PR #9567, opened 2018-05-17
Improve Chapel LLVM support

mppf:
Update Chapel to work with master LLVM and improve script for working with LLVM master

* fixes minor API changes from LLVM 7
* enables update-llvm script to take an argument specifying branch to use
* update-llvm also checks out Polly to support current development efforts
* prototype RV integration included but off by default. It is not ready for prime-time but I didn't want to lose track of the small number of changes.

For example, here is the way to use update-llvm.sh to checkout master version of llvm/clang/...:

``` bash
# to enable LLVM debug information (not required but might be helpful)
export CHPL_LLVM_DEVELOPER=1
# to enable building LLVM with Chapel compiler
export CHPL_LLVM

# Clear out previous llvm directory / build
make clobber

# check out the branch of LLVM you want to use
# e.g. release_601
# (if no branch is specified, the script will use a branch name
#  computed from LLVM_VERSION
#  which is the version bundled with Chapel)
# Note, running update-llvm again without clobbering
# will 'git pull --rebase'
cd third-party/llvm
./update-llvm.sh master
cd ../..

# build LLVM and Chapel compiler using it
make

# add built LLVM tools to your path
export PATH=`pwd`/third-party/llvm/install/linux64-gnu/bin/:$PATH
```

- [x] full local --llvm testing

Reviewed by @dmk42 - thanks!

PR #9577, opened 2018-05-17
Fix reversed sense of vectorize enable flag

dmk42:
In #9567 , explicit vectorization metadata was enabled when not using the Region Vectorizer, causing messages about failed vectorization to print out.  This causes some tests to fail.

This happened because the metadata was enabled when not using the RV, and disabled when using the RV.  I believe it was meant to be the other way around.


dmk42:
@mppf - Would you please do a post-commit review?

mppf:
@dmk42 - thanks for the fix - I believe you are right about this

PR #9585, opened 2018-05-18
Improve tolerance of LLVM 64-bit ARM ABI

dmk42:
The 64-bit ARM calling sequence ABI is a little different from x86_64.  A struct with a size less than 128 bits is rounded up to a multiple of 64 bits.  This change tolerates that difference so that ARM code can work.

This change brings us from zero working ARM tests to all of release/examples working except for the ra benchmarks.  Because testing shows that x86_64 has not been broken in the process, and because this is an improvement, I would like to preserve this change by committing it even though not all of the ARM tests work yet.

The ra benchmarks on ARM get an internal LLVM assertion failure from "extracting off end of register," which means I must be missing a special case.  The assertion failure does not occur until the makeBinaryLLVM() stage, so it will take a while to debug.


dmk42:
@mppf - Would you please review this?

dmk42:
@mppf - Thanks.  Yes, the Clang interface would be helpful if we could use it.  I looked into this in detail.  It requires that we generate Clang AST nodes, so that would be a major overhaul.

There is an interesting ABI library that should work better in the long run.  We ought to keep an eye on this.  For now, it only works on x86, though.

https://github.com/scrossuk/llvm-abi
==
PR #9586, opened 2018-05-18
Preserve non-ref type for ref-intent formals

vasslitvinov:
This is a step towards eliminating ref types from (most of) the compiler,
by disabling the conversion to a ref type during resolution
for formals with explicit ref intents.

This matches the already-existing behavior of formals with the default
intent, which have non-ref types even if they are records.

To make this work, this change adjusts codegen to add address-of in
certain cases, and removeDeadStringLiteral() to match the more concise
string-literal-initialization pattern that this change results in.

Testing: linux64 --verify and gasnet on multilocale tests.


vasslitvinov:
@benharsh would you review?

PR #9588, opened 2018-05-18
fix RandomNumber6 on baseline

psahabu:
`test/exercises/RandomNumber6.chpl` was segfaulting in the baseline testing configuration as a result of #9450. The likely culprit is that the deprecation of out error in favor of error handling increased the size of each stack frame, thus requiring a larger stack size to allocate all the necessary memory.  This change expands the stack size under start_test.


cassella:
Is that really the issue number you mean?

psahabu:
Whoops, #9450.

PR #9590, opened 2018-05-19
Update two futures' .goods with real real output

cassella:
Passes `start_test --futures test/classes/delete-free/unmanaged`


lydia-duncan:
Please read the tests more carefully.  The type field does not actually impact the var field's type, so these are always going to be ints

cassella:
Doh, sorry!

# EXERCISE DETAILS
The lines above that include "more" should each be listed.

# RESULT OF THE TASK
certain cases, and removeDeadStringLiteral() to match the more concise
Please read the tests more carefully.  The type field does not actually impact the var field's type, so these are always going to be ints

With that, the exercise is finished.